* Exercise description *
Produce a verbatim transcription of the records below, beginning at the line containing "class BulkDownload < ApplicationRecord" and ending at the final line; include only those lines.

* Data to use *
PR #2735, opened 2019-11-06
Add Sample Overviews download type.

MarkAZhang:
# Description

Use existing csv generation code.

Refactor `generate_download_file` slightly as we start adding more download types.

# Notes

# Tests

* Added test for samples overview download type.
* Verified that CSV matches what is produced in the current download button.
* Verified that previous resque-style download (sample taxon reports) still works.

### DIFF
--- a/app/models/bulk_download.rb
+++ b/app/models/bulk_download.rb
@@ -2,6 +2,7 @@ require 'shellwords'
 
 class BulkDownload < ApplicationRecord
   include AppConfigHelper
+  include SamplesHelper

* Reply to the task *
 class BulkDownload < ApplicationRecord
   include AppConfigHelper
+  include SamplesHelper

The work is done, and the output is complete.